I know for me that in my first marriage I produced my own Haggar. God told me He had someone. But when I got tired of waiting and grew scared she may not come, I took matters into my own hands. Only after it all began to show real problems did I realize I had stepped out of faith in God. God had sent people to me to warn me, but in my stubbornness and fear I did not listen. Now, years later, I find myself single once more and with a chance to try again. God's promise of a loving wife is still true, but it is up to me to not do God's job for Him again. How many more Haggar's and Ishmael's must I endure to see this? Hopefully no more.
Perhaps we are not so different. We are all wanting to find what God has promised us, be it love, career, family, anything. I know God will provide in time. Maybe the question to be asked comes down to God's timing. I know how it feels to hope for and want something more, but I know this is still not God's timing. I may have been more quick to do so a year ago, but I am not sure I would have been doing it in the right time and with the right motives.
If you think about it, Moses and the Israelites didn't move unless they saw the cloud or fire.
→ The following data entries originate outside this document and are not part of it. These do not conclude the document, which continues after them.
Issue #45, opened 2023-09-18
[FEATURE] Include timeout settings as part of the user template


dbwiddis:
### Is your feature request related to a problem?

Workflow steps (and the whole workflow) need timeouts. These should be easily configurable by the user in case they expect slow API responses from complex AI models.

### What solution would you like?

A standard field in the template:
 - in user input for global timeout
 - in node section of workflow for individual step timeout

### What alternatives have you considered?
 - guessing and hardcoding values
 - storing them in OpenSearch settings
 - grabbing them from the API calls

Issue #24, opened 2023-09-07
[FEATURE] Create an ingest pipeline workflow step


joshpalis:
### Is your feature request related to a problem?
Implement workflow set up interface to facilitate the creation of an ingest pipeline given the pipeline name, list of processors and their associated inputs.

This first implementation for the semantic search use case should construct an ingestion pipeline using the `text_embedding` pre-processor which handles transforming `IngestDocument`s into vector embeddings prior to being indexed into a KNN index and stores the pipeline ID within the `GlobalContext` index. This pipeline ID will then be used to set as the `default_pipeline` of the KNN index.

The implementation should parse the use case template to retrieve the following inputs for the `text_embedding` pre-processor:
- input_field_name
- output_field_name

The implementation should leverage the provided client to read the `model_id` from the global context.

Using this information, create the `PutPipelineRequest` payload:
```
PUT _ingest/pipeline/neural-pipeline
{
  "description": "An example neural search pipeline",
  "processors" : [
    {
      "text_embedding": {
        "model_id": "<model_id>",
        "field_map": {
           "<input_field_name>": "<output_field_name>"
        }
      }
    }
  ]
}
```

### Do you have any additional context?
Creation of the ingest pipeline should be done via a `PutPipelineRequest` using the transport client. Reference : https://github.com/opensearch-project/geospatial/blob/main/src/main/java/org/opensearch/geospatial/action/upload/geojson/PipelineManager.java#L92

owaiskazi19:
@joshpalis this issue shouldn't just talk about neural pipeline but any ingest pipeline which we can create. There should be a type associated while creating the pipeline. If it's `neural` and the processor is  `text_embedding` the above pipeline would be created then.

PR #47, opened 2023-09-19
Add WorkflowStep Factory and implement XContent-based Template Parsing

### LINKED ISSUE #41: [FEATURE] Create factory class for Workflow Steps

Continuation of work started in #26.

While parsing a template, we create a `ProcessNode` that will manage the actual execution of the `WorkflowStep` with some optional initial `WorkflowData`.  There is a placeholder conditional doing this for a demo "create index" step, but this needs to be more scalable.

1. Add two fields to the nodes in the template:
    - one identifies the class type to generate.  
    - one identifies input data needed.
2. Pass this class type string to a factory class that creates an instance of the corresponding class.
3. Parse the input data field (if any) to generate a WorkflowData anonymous subclass.
4. Use these elements when instantiating a ProcessNode.

Several more complex ways of handling it such as using injection, reflection, pre-parsing the template to populate a map, etc.  Since multiple nodes may share the same class type, singletons or map lookups won't work.

We may iterate over this design and modify it later, but it seems the best direction to start wtih.

### LINKED ISSUE #42: [FEATURE] Make Thread Pool available to Process Node

The `ProcessNode.execute()` method introduced in #26 executes a workflow step asynchronously.  This execution should share resources with the OpenSearch thread pool.

PR #38 will be adding the create components extension point which includes the Thread Pool.  This pool needs to be accessible in some way to the Process Node class.  

Presently the `TemplateParser` class uses static methods, but this class can probably be turned into a singleton, instantiated as part of the createComponents method execution with a copy of the thread pool, that it can pass on to the ProcessNode in its constructor.

There may be other ways to pass around the threadpool in a static or singleton class somewhere.

Using the OpenSearch Thread Pool is pretty much mandatory for properly sharing resources and tracking thread stats / hot threads, etc.

### LINKED ISSUE #46: [DISCUSS] How should we parse the Template JSON?
Coming from https://github.com/opensearch-project/opensearch-ai-flow-framework/pull/26/files#r1329332685

In my initial template parsing implementation, I used the [GSON](https://github.com/google/gson) library.  It's Apache 2.0 open source.  The latest version has [no security vulnerabilites](https://security.snyk.io/package/maven/com.google.code.gson:gson).

Given that we will be using clients, another option is the Jakarta [`JsonParser`](https://jakarta.ee/specifications/jsonp/2.1/).  It's licensed under EPLv2 (since Eclipse took over javax) and GPLv2 with classpath exception (from the Oracle days)  so we'd need to add to our NOTICE file if we used it.  It's probably "closer to the Java spec" though and would still be `javax` if Oracle didn't claim trademark on it.

@owaiskazi19 proposed using [`ObjectMapper`](https://github.com/opensearch-project/OpenSearch/blob/main/server/src/main/java/org/opensearch/index/mapper/ObjectMapper.java) from OpenSearch, but that class is marked `@opensearch.internal` and is a lot more heavyweight.  It does give us more XContent style flexibility though.  I think that there may be API versions that use that under the hood, such as `org.opensearch.core.xcontent.XContentParser`.  

Jackson also has an ObjectMapper class (and frequent CVEs) and we should not use it.  Which discussion let me to this issue which led me to GSON as a recommendation for plugins: https://github.com/opensearch-project/OpenSearch/issues/5504 which led to https://github.com/opensearch-project/opensearch-plugins/issues/211 which stated:
> Based on the suggestions in the linked issue and my own research, a combination of GSON for JSON functionality and SnakeYAML for YAML functionality appears to be the best way forward.

Other one I'd consider is [json-simple](https://code.google.com/archive/p/json-simple/). It's also AL2.0 but it's very lightweight, small, no dependencies, and [no vulnerabilities](https://security.snyk.io/package/maven/com.googlecode.json-simple:json-simple). If we're just using it for parsing (like my implementation in #26) and not doing fancy interaction with java objects, it's probably the best choice.

Open to any other ideas.  Would like to get #26 merged with GSON for now and we can replace it later once this question is resolved.

### LINKED ISSUE #50: [BUG] ProcessNodeTest is flaky on CI
### What is the bug?
The below test passes on local but fails on CI.
```
org.opensearch.flowframework.template.ProcessNodeTests > testNode FAILED
    java.lang.AssertionError
        at __randomizedtesting.SeedInfo.seed([9B313DC0540DBCB3:C8934CDC5B151A88]:0)
        at org.junit.Assert.fail(Assert.java:87)
        at org.junit.Assert.assertTrue(Assert.java:42)
        at org.junit.Assert.assertTrue(Assert.java:53)
        at org.opensearch.flowframework.template.ProcessNodeTests.testNode(ProcessNodeTests.java:56)
  1> [2023-09-22T00:46:59,576][INFO ][o.o.f.t.ProcessNodeTests ] [testNode] before test
  1> [2023-09-22T00:46:59,767][INFO ][o.o.f.t.ProcessNode      ] [[Thread-6]] >>> Starting A.
  1> [2023-09-22T00:46:59,805][INFO ][o.o.f.t.ProcessNodeTests ] [testNode] after test
        at __randomizedtesting.SeedInfo.seed([9B313DC0540DBCB3:C8934CDC5B151A88]:0)
```

This fails on CI when checking whether future is complete on 
```
        assertTrue(f.isDone());
```

1. Run tests on Github CI
```
./gradlew ':test' --tests "org.opensearch.flowframework.template.ProcessNodeTests.testNode" -Dtests.seed=9B313DC0540DBCB3 -Dtests.security.manager=false -Dtests.locale=en-US -Dtests.timezone=Europe/Moscow -Druntime.java=17
```

Test should pass

### LINKED ISSUE #55: [FEATURE] Create an XContent parser for Processors in pipelines.

Template parsing implemented in #47 assumes only one layer of nesting (e.g., a map object in `Map<String, Object>` will always be a `Map<String, String>`.  This assumption isn't always true as shown in #44 where some manual content parsing was done.

Create an XContent parser for Processors in pipelines.
            
Representing the processor JSON (below) in a string in the User Template.  This would work but gets very ugly very fast as all the quotes need to be escaped.

> All pipeline configuration formats follow a similar pattern :
> ```
> {
>     "description" : "",
>     "processors": [
>         {
>              "processor1" : {
>                  // required inputs
>              }
>          },
>          {
>              "processor2" : {
>                  // required inputs
>              }
>          },
>          ....
>          ...
>     ]
> }
> ```
> 
> We can definitely generalize the creation of the configuration as long as the workflow data has a list of processors and their required inputs. The processors themselves vary in terms of format, so doing it this way would require some xcontent builder for each type of processor, since we'll need to write to specific fields.

_Originally posted by @joshpalis in https://github.com/opensearch-project/opensearch-ai-flow-framework/pull/44#discussion_r1334813698_

dbwiddis:
### Description

1. Creates a `WorkflowStepFactory` class to map a template "step type" to the correct instance
2. Parses the entire Use Case Template into XContent
3. Process the user inputs section for the workflow into WorkflowData params
4. Processes the user inputs section for each node into WorkflowData content
5. Refactors code to separate parsing functionality (WorkflowNode et. al.) from execution functionality (ProcessNode et. al.).  Uses the WorfklowStep and Workflow Data when creating the ProcessNode.
6. Implements an executor service to use the OpenSearch thread pool for the async execution.  
7. Added tests.
8. Fixed the ProcessNodeTests bug

### Issues Resolved

Fixes #41 
Fixes #42
Fixes #46
Fixes #50  
Fixes #55


dbwiddis:
Flipping back to draft to integrate the commits from #24 and #44 into the factory class (and delete my demo version).

dbwiddis:
And flipping back to ready for review, after rebasing and also completing tasks from #42 and fixing #50.

src/main/java/org/opensearch/flowframework/workflow/Workflow.java
```diff
@@ -0,0 +1,165 @@
...
+ * This represents an object in the workflows section of a {@link Template}.
+ */
+public class Workflow implements ToXContentObject {
+
+    /** The template field name for workflow user params */
+    public static final String USER_PARAMS_FIELD = "user_params";
+    /** The template field name for workflow nodes */
+    public static final String NODES_FIELD = "nodes";
+    /** The template field name for workflow steps, an alternative name for nodes */
+    public static final String STEPS_FIELD = "steps";
```
joshpalis, line 37: Can `nodes` and `steps` be used interchangeably? If so, why not just use `nodes`.

joshpalis (commented):
initial pass, still need to go over the test classes

src/main/java/org/opensearch/flowframework/template/Template.java
```diff
@@ -0,0 +1,394 @@
...
+    /** The template field name for template compatibility with OpenSearch versions */
+    public static final String COMPATIBILITY_FIELD = "compatibility";
+    /** The template field name for template user inputs */
+    public static final String USER_INPUTS_FIELD = "user_inputs";
+    /** The template field name for template workflows */
+    public static final String WORKFLOWS_FIELD = "workflows";
+
+    private final String name;
+    private final String description;
+    private final String useCase; // probably an ENUM actually
```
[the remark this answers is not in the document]
dbwiddis: Until the enums exist in this repo I can't parse to them.  Once they are added this is an easy `.valueOf()` change.

src/main/java/org/opensearch/flowframework/template/Template.java
```diff
@@ -0,0 +1,394 @@
...
+        for (Entry<String, Workflow> e : workflows.entrySet()) {
+            xContentBuilder.field(e.getKey(), e.getValue(), params);
+        }
+        xContentBuilder.endObject();
+
+        return xContentBuilder.endObject();
+    }
+
+    /**
+     * Parse raw json content into a workflow node instance.
```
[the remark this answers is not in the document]
dbwiddis: I always miss something in copypaste.

src/main/java/org/opensearch/flowframework/workflow/Workflow.java
dbwiddis: Why not allow either?  I'm ok, just was looking at the sample template that had both.

joshpalis: Sample template has been updated, as per @ohltyler let's stick to `nodes` so we are not using language that infers there cannot be graphs.

src/main/java/org/opensearch/flowframework/template/WorkflowNode.java
```diff
@@ -0,0 +1,185 @@
...
+            String fieldName = parser.currentName();
+            parser.nextToken();
+            switch (fieldName) {
+                case ID_FIELD:
+                    id = parser.text();
+                    break;
+                case TYPE_FIELD:
+                    type = parser.text();
+                    break;
+                case INPUTS_FIELD:
```
joshpalis, line 109: Perhaps we can have handling specifically for pipeline configurations within this `INPUTS_FIELDS`. We can update the use case template to generalize pipeline/processor configurations like so:

```
"processors" : [
    {
    type : "<processor_type>",
    params : [
        "field1" : "value",
        "field2" : "value",
        "field3" : "value",
    ]
}
]
```

We can then map the processor type to some template and pass the params there to build the configuration

dbwiddis: Agreed, we just need a predictable way to identify when and where in the template tree we will use these.

The parser is written for the specific json committed with this PR, we can continue to update and iterate on that.

dbwiddis: Just had a thought, if this is part of another plugin, it might already have its NamedXContent loaded into opensearch and available for us to parse with.

dbwiddis:
To ease review, a general summary of the main part of this PR:
 - Parsing.  Starts with Template, which also parses workflow, which also parses WorkflowEdge and WorkflowNode.
 - Process Sorting: takes the WorflowNodes and WorkflowEdges and creates the sorted ProcessNode sequence with links to predecessor ProcessNodes (no change from previous code, just separated out the parsing part)
 - WorkflowStepFactory: takes the node "type" field and generates a unique instance of the correct workflow step

Additional changes:
 - Made the sorter and step factory singletons taking the needed arguments that will go into the process nodes and workflow steps
 - Passed an executor service around to have better control of threading.  This can be changed in the future away from the generic one.
 - Misc. cleanup of warnings (casting, deprecation)

src/main/java/org/opensearch/flowframework/template/WorkflowNode.java
dbwiddis: Yep, there's a `ProcessorInfo` class [that's already implemented this](https://github.com/opensearch-project/OpenSearch/blob/main/server/src/main/java/org/opensearch/ingest/ProcessorInfo.java)

joshpalis: `ProcessorInfo` just gives us the list of processor types, not the configuration itself.

src/main/java/org/opensearch/flowframework/workflow/Workflow.java
owaiskazi19: Let's just have `nodes`?

src/main/java/org/opensearch/flowframework/workflow/Workflow.java
```diff
@@ -0,0 +1,165 @@
...
+            }
+
+        }
+        if (nodes.isEmpty()) {
+            throw new IOException("A workflow must have at least one node.");
+        }
+        if (edges.isEmpty()) {
+            // infer edges from sequence of nodes
+            // Start iteration at 1, will skip for a one-node array
+            for (int i = 1; i < nodes.size(); i++) {
```
owaiskazi19: Style/Nit: How about starting from `0` and then doing `i` and `i+1` respectively below?

src/main/java/org/opensearch/flowframework/workflow/WorkflowStepFactory.java
```diff
@@ -0,0 +1,96 @@
...
+ * Generates instances implementing {@link WorkflowStep}.
+ */
+public class WorkflowStepFactory {
+
+    private static WorkflowStepFactory instance = null;
+
+    private final Map<String, WorkflowStep> stepMap = new HashMap<>();
+
+    /**
+     * Create the singleton instance of this class. Throws an {@link IllegalStateException} if already created.
```
owaiskazi19, line 30: I'm just trying to think instead of creating singleton of this class, if we can use some extension point from Plugin.java to achieve the singleton behavior.

owaiskazi19 (commented):
Initial Pass! Thanks for adding XContent functionality to the project

src/main/java/org/opensearch/flowframework/FlowFrameworkPlugin.java
```diff
@@ -48,9 +46,9 @@ public Collection<Object> createComponents(
         IndexNameExpressionResolver indexNameExpressionResolver,
         Supplier<RepositoriesService> repositoriesServiceSupplier
     ) {
-        this.client = client;
-        CreateIngestPipelineStep createIngestPipelineStep = new CreateIngestPipelineStep(client);
-        CreateIndexStep createIndexStep = new CreateIndexStep(client);
-        return ImmutableList.of(createIngestPipelineStep, createIndexStep);
+        WorkflowStepFactory workflowStepFactory = WorkflowStepFactory.create(client);
+        WorkflowProcessSorter workflowProcessSorter = WorkflowProcessSorter.create(workflowStepFactory, threadPool.generic());
```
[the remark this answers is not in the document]
dbwiddis: I agree, we should pass threadpool, or better yet just use the injected version of it in a transport action.  I briefly went down that road but in the interest of getting the bug (#50) fixed it turned out doing tests with the thread pool version was far more complicated than I wanted to deal with, as I think that'll require IT rather than unit test.

src/main/java/org/opensearch/flowframework/template/ProcessNode.java
```diff
@@ -152,34 +134,20 @@ public CompletableFuture<WorkflowData> execute() {
             }
             CompletableFuture<WorkflowData> stepFuture = this.workflowStep.execute(input);
             try {
-                stepFuture.join();
+                stepFuture.orTimeout(15, TimeUnit.SECONDS).join();
```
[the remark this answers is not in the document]
dbwiddis: Already an issue on this, #45

src/main/java/org/opensearch/flowframework/template/Template.java
```diff
@@ -0,0 +1,394 @@
...
+import java.util.List;
+import java.util.Map;
+import java.util.Map.Entry;
+
+import static org.opensearch.core.xcontent.XContentParserUtils.ensureExpectedToken;
+
+/**
+ * The Template is the central data structure which configures workflows. This object is used to parse JSON communicated via REST API.
+ */
+public class Template implements ToXContentObject {
```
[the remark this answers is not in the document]
dbwiddis: I have all the xContent parsing classes under `o.o.f.template` right now.  I don't mind a package name change.

src/main/java/org/opensearch/flowframework/template/Template.java
```diff
@@ -0,0 +1,394 @@
...
+     * @return a YAML representation of the template.
+     */
+    public String toYaml() {
+        try {
+            XContentBuilder builder = YamlXContent.contentBuilder();
+            return this.toXContent(builder, EMPTY_PARAMS).toString();
+        } catch (IOException e) {
+            return "error: couldn't create YAML: " + e.getMessage();
+        }
+    }
```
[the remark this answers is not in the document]
dbwiddis: Sorta yeah.  So is the toJson. But why not?  It's a different flavor of toString that is useful. I really do like the yaml output to "validate" the xcontent parsing visually.

src/main/java/org/opensearch/flowframework/template/Template.java
```diff
@@ -0,0 +1,394 @@
...
+            + operations
+            + ", templateVersion="
+            + templateVersion
+            + ", compatibilityVersion="
+            + compatibilityVersion
+            + ", userInputs="
+            + userInputs
+            + ", workflows="
+            + workflows
+            + "]";
```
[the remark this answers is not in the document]
dbwiddis: I just used the IDE auto-generated toString here.  I'm not picky about what goes into it, and frankly I'd probably never use it (preferring toJson or toYaml).

src/main/java/org/opensearch/flowframework/template/WorkflowNode.java
```diff
@@ -0,0 +1,185 @@
...
+        XContentBuilder xContentBuilder = builder.startObject();
+        xContentBuilder.field(ID_FIELD, this.id);
+        xContentBuilder.field(TYPE_FIELD, this.type);
+
+        xContentBuilder.startObject(INPUTS_FIELD);
+        for (Entry<String, Object> e : inputs.entrySet()) {
+            xContentBuilder.field(e.getKey());
+            if (e.getValue() instanceof String) {
+                xContentBuilder.value(e.getValue());
+            } else if (e.getValue() instanceof Map<?, ?>) {
```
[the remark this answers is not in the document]
dbwiddis: Instanceof doesn't take generic types (see "type erasure" in your favorite search engine), it's either this or `Map` with no types, which gives a warning.

src/main/java/org/opensearch/flowframework/workflow/Workflow.java
dbwiddis: Starting at 1 avoids adding a `-1` to `nodes.size()` which, with the spacing added by spotless, is 4 more bytes of space in the source code. Storage space is expensive! Back in 1960 a byte cost nearly $1!  It's cheaper now at $0.000076 per byte.

They're equivalent, and I prefer this one as I'm really iterating pairs and whether I pick the first or second of the pair isn't that important.  Happy to switch, though, I expect they compile to the same byte code.

src/main/java/org/opensearch/flowframework/workflow/WorkflowStepFactory.java
dbwiddis: I've added it to createcontents so it is injected as a singleton and available everywhere that is also injected.

The problem is that we haven't yet implemented getActions which injects the transport actions that will use this.

So yes this is temporary and should eventually be replaced by `@Inject` annotation.  I'm trying to not make this PR any bigger than it already is.

src/main/java/org/opensearch/flowframework/FlowFrameworkPlugin.java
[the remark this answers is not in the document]
owaiskazi19: Are you planning to take care of passing threadpool in #50 ?

src/main/java/org/opensearch/flowframework/model/PipelineProcessor.java
```diff
@@ -0,0 +1,101 @@
...
+     */
+    public String type() {
+        return type;
+    }
+
+    /**
+     * Get the processor params
+     * @return the params
+     */
+    public Map<String, String> params() {
```
owaiskazi19, line 98: Shouldn't we keep the type of params as `<String, Object>`?

owaiskazi19 (approved):
Looks good overall with a minor comment/question.

src/main/java/org/opensearch/flowframework/model/PipelineProcessor.java
joshpalis: Pipeline processor params are just the user provided inputs, so a `Map<String,String>` makes sense. The directional idea here is to take these params and build the configuration, mapping the provided fields and values to some template. We'll probably have to create a set of classes that implement `ToXContentObject` for each type of pipeline processor and pass these params there.

joshpalis (approved):

joshpalis:
Thanks @dbwiddis for adding the Pipeline Processor parsers!

src/main/java/org/opensearch/flowframework/model/PipelineProcessor.java
dbwiddis: The problem with an object value is you need to define what it is.  We could allow nested maps but at some point you have to stop the recursion.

If it parked, they parked. It was in their obedience to God that moves were made and safety of victory was given with each change in location. If I had jumped ahead of God, in any situation, before the cloud or fire, I am not sure I would have been as safe or in God's will as much as I hoped. I am reminded of I Corinthians 6:12. "Everything is permissible for me - but not everything is beneficial. 'Everything is permissible for me' - but I will not be mastered by anything." I want the steps that I am taking to be the steps that are not just permissible, but beneficial.
The Israelites were permitted to move without the fire and cloud moving, but it would not have been beneficial as God's blessing would not have been there. And we see that even on some of the actions of Moses himself. When he got fed up with the circumstance and took matters into his own hand, he struck the rock and water came out. However, that was not the true blessing God wanted to give at that moment. Because Moses moved out ahead of God in his own ways, just like we can in our own frustrations and loneliness, Moses did not enter the Promised Land.
I know for myself, the cloud and fire have not yet moved. As such, I stay camped at this location. In so doing, I have found the 'me' that I lost; that I was forced to change. Someday the cloud and fire will move again and I will be pointed in the direction of the relationship I have longed for - my own Promised Land. But it is not today. God is at work. The hope we have is that Abraham did become the father of many, and the Israelites did make it into the Promised Land. So we also have hope when we fully trust God will do what He says He will do.

No comments:

Post a Comment

GOD OUR FATHER

If one were to move away from the misconception that God is so distant in His status and truly understand, as Christ so often pointed ou...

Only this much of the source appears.